* **Task statement**:
Can you output the records below exactly as they are written?

[Saved entries]
'''

PR #29137, opened 2022-01-04
feat: Payment Terms Status report

### LINKED ISSUE #28758: Generate Invoice based on Payment Terms
Here are the points to be considered or challenges when creating a payment against a Payment Term:
**Challenge:** 
Since the Amount in the Sales Invoice is determined based on Rate and Qty, in order to do 50% billing for an invoice (for eg.) we will have to set either qty to 50% of rate to 50%. Resetting Qty may not be ideal, as it can lead to an issue if “Update Stock” is also checked. We cannot deliver 0.50 TV. Even now, we change the item’s Qty to get the pending invoice amount in the invoice.

**Payment Terms:**
If an invoice is made against a Payment Term, then there should be no other Payment Term fetched from Sales Order. Currently, we fetch all the payment terms of the sales order into the invoice.

**Benefits**
This design will help us extra a reports like:
**Sales Order pending to be billed for a specific term**
**Sales Order outstanding as per the payment terms**

ruthra-kumar:
## Payment Terms Status Report
This report aims to provide current status of payment terms based on the associated invoices against the SO.
All invoices associated with Sales Order are fetched and assigned to terms in FIFO method. Statuses shown in the report are calculated at runtime and does not affect the state in the database.
payment terms status

When Individual SO's are selected, a chart is used to show the payment and paid amount for each terms.
charts for Payment terms

Documentation can be found [**here**]( https://docs.erpnext.com/docs/v13/user/manual/en/accounts/payment_terms_status_report )


ruthra-kumar:
commenting to remove inactive flag

erpnext/selling/report/payment_terms_status_for_sales_order/payment_terms_status_for_sales_order.js
```diff
@@ -0,0 +1,84 @@
+// Copyright (c) 2016, Frappe Technologies Pvt. Ltd. and contributors
```
deepeshgarg007:
```suggestion
// Copyright (c) 2022, Frappe Technologies Pvt. Ltd. and contributors
```

erpnext/selling/report/payment_terms_status_for_sales_order/payment_terms_status_for_sales_order.py
```diff
@@ -0,0 +1,211 @@
...
+	columns = [
+		{
+			"label": _("Sales Order"),
+			"fieldname": "name",
+			"fieldtype": "Link",
+			"options": "Sales Order",
+			"read_only": 1,
+		},
+		{
+			"label": _("Submitted"),
```
deepeshgarg007:
```suggestion
			"label": _("Posting Date"),
```

erpnext/selling/report/payment_terms_status_for_sales_order/payment_terms_status_for_sales_order.py
```diff
@@ -0,0 +1,211 @@
...
+			"fieldname": "submitted",
+			"fieldtype": "Date",
+			"read_only": 1
+		},
+		{
+			"label": _("Payment Term"),
```
deepeshgarg007, line 23:
```suggestion
			"label": _("Payment Terms Template"),
```

erpnext/selling/report/payment_terms_status_for_sales_order/payment_terms_status_for_sales_order.py
```diff
@@ -0,0 +1,211 @@
...
+		{
+			"label": _("Payment Amount"),
+			"fieldname": "payment_amount",
+			"fieldtype": "Currency",
+			"read_only": 1,
+		},
+		{
+			"label": _("Paid Amount"),
+			"fieldname": "paid_amount",
+			"fieldtype": "Currency",
```
deepeshgarg007, line 51: Different companies could have different default currencies. Currently for all companies current from Global Defaults will be picked. You'll have to add a hidden column for current and use that as Options for all the Currency columns to avoid this

erpnext/selling/report/payment_terms_status_for_sales_order/payment_terms_status_for_sales_order.py
```diff
@@ -0,0 +1,211 @@
...
+
+
+def get_columns():
+	columns = [
+		{
+			"label": _("Sales Order"),
+			"fieldname": "name",
+			"fieldtype": "Link",
+			"options": "Sales Order",
+			"read_only": 1,
```
deepeshgarg007: Is read-only applicable here? I mean here columns are by default read-only or some new feature has been introduced recently

deepeshgarg007 (changes requested):

erpnext/selling/report/payment_terms_status_for_sales_order/payment_terms_status_for_sales_order.py
ruthra-kumar: This field denotes the individual term in the template. I think, labelling it 'Payment Terms Template' would cause confusion.

erpnext/selling/report/payment_terms_status_for_sales_order/payment_terms_status_for_sales_order.py
ruthra-kumar: removed.

erpnext/selling/report/payment_terms_status_for_sales_order/payment_terms_status_for_sales_order.py
ruthra-kumar: added new hidden column as suggested

deepeshgarg007:

letsfkccp:
How is this feature going? Thank you.
-Generate Invoice based on Payment Terms

PR #29146, opened 2022-01-04
fix(UX): validate setup on clicking Mark Attendance button in Shift Type

ruchamahabal:
## Problem:

The **Mark Attendance** button on shift type calls the `process_auto_attendance` class method

image

This method only processes attendance if the setup for fields is done in Shift Type. However, if the setup is missing user is not prompted and a message for successful attendance marking is shown which is perceived as a bug since no attendance records are created.

https://github.com/frappe/erpnext/blob/32197355add09ff4626dc704bc02a42f003d8b85/erpnext/hr/doctype/shift_type/shift_type.py#L18-L20

## Fix:

Explicitly check for missing configurations (Enable Auto Attendance, Process Attendance After, Last Sync of Checkin) before calling the method. 

image

### DIFF
--- a/erpnext/hr/doctype/shift_type/shift_type.js
+++ b/erpnext/hr/doctype/shift_type/shift_type.js
@@ -4,15 +4,32 @@
 frappe.ui.form.on('Shift Type', {
 	refresh: function(frm) {
 		frm.add_custom_button(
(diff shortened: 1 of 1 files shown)


ruchamahabal:

PR #29225, opened 2022-01-10
fix: partial transfers against work order

### LINKED ISSUE #28377: Partial Raw Material Transfer is not working

ankush:
closes https://github.com/frappe/erpnext/issues/28377 

Problem:
- Currently multiple transfer entries of increments total transferred qty by "for qty" of stock entry.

'''

* **Answer to this problem**:
PR #29137, opened 2022-01-04
feat: Payment Terms Status report

### LINKED ISSUE #28758: Generate Invoice based on Payment Terms
Here are the points to be considered or challenges when creating a payment against a Payment Term:
**Challenge:** 
Since the Amount in the Sales Invoice is determined based on Rate and Qty, in order to do 50% billing for an invoice (for eg.) we will have to set either qty to 50% of rate to 50%. Resetting Qty may not be ideal, as it can lead to an issue if “Update Stock” is also checked. We cannot deliver 0.50 TV. Even now, we change the item’s Qty to get the pending invoice amount in the invoice.

**Payment Terms:**
If an invoice is made against a Payment Term, then there should be no other Payment Term fetched from Sales Order. Currently, we fetch all the payment terms of the sales order into the invoice.

**Benefits**
This design will help us extra a reports like:
**Sales Order pending to be billed for a specific term**
**Sales Order outstanding as per the payment terms**

ruthra-kumar:
## Payment Terms Status Report
This report aims to provide current status of payment terms based on the associated invoices against the SO.
All invoices associated with Sales Order are fetched and assigned to terms in FIFO method. Statuses shown in the report are calculated at runtime and does not affect the state in the database.
payment terms status

When Individual SO's are selected, a chart is used to show the payment and paid amount for each terms.
charts for Payment terms

Documentation can be found [**here**]( https://docs.erpnext.com/docs/v13/user/manual/en/accounts/payment_terms_status_report )


ruthra-kumar:
commenting to remove inactive flag

erpnext/selling/report/payment_terms_status_for_sales_order/payment_terms_status_for_sales_order.js
```diff
@@ -0,0 +1,84 @@
+// Copyright (c) 2016, Frappe Technologies Pvt. Ltd. and contributors
```
deepeshgarg007:
```suggestion
// Copyright (c) 2022, Frappe Technologies Pvt. Ltd. and contributors
```

erpnext/selling/report/payment_terms_status_for_sales_order/payment_terms_status_for_sales_order.py
```diff
@@ -0,0 +1,211 @@
...
+	columns = [
+		{
+			"label": _("Sales Order"),
+			"fieldname": "name",
+			"fieldtype": "Link",
+			"options": "Sales Order",
+			"read_only": 1,
+		},
+		{
+			"label": _("Submitted"),
```
deepeshgarg007:
```suggestion
			"label": _("Posting Date"),
```

erpnext/selling/report/payment_terms_status_for_sales_order/payment_terms_status_for_sales_order.py
```diff
@@ -0,0 +1,211 @@
...
+			"fieldname": "submitted",
+			"fieldtype": "Date",
+			"read_only": 1
+		},
+		{
+			"label": _("Payment Term"),
```
deepeshgarg007, line 23:
```suggestion
			"label": _("Payment Terms Template"),
```

erpnext/selling/report/payment_terms_status_for_sales_order/payment_terms_status_for_sales_order.py
```diff
@@ -0,0 +1,211 @@
...
+		{
+			"label": _("Payment Amount"),
+			"fieldname": "payment_amount",
+			"fieldtype": "Currency",
+			"read_only": 1,
+		},
+		{
+			"label": _("Paid Amount"),
+			"fieldname": "paid_amount",
+			"fieldtype": "Currency",
```
deepeshgarg007, line 51: Different companies could have different default currencies. Currently for all companies current from Global Defaults will be picked. You'll have to add a hidden column for current and use that as Options for all the Currency columns to avoid this

erpnext/selling/report/payment_terms_status_for_sales_order/payment_terms_status_for_sales_order.py
```diff
@@ -0,0 +1,211 @@
...
+
+
+def get_columns():
+	columns = [
+		{
+			"label": _("Sales Order"),
+			"fieldname": "name",
+			"fieldtype": "Link",
+			"options": "Sales Order",
+			"read_only": 1,
```
deepeshgarg007: Is read-only applicable here? I mean here columns are by default read-only or some new feature has been introduced recently

deepeshgarg007 (changes requested):

erpnext/selling/report/payment_terms_status_for_sales_order/payment_terms_status_for_sales_order.py
ruthra-kumar: This field denotes the individual term in the template. I think, labelling it 'Payment Terms Template' would cause confusion.

erpnext/selling/report/payment_terms_status_for_sales_order/payment_terms_status_for_sales_order.py
ruthra-kumar: removed.

erpnext/selling/report/payment_terms_status_for_sales_order/payment_terms_status_for_sales_order.py
ruthra-kumar: added new hidden column as suggested

deepeshgarg007:

letsfkccp:
How is this feature going? Thank you.
-Generate Invoice based on Payment Terms

PR #29146, opened 2022-01-04
fix(UX): validate setup on clicking Mark Attendance button in Shift Type

ruchamahabal:
## Problem:

The **Mark Attendance** button on shift type calls the `process_auto_attendance` class method

image

This method only processes attendance if the setup for fields is done in Shift Type. However, if the setup is missing user is not prompted and a message for successful attendance marking is shown which is perceived as a bug since no attendance records are created.

https://github.com/frappe/erpnext/blob/32197355add09ff4626dc704bc02a42f003d8b85/erpnext/hr/doctype/shift_type/shift_type.py#L18-L20

## Fix:

Explicitly check for missing configurations (Enable Auto Attendance, Process Attendance After, Last Sync of Checkin) before calling the method. 

image

### DIFF
--- a/erpnext/hr/doctype/shift_type/shift_type.js
+++ b/erpnext/hr/doctype/shift_type/shift_type.js
@@ -4,15 +4,32 @@
 frappe.ui.form.on('Shift Type', {
 	refresh: function(frm) {
 		frm.add_custom_button(
(diff shortened: 1 of 1 files shown)


ruchamahabal:

PR #29225, opened 2022-01-10
fix: partial transfers against work order

### LINKED ISSUE #28377: Partial Raw Material Transfer is not working

ankush:
closes https://github.com/frappe/erpnext/issues/28377 

Problem:
- Currently multiple transfer entries of increments total transferred qty by "for qty" of stock entry.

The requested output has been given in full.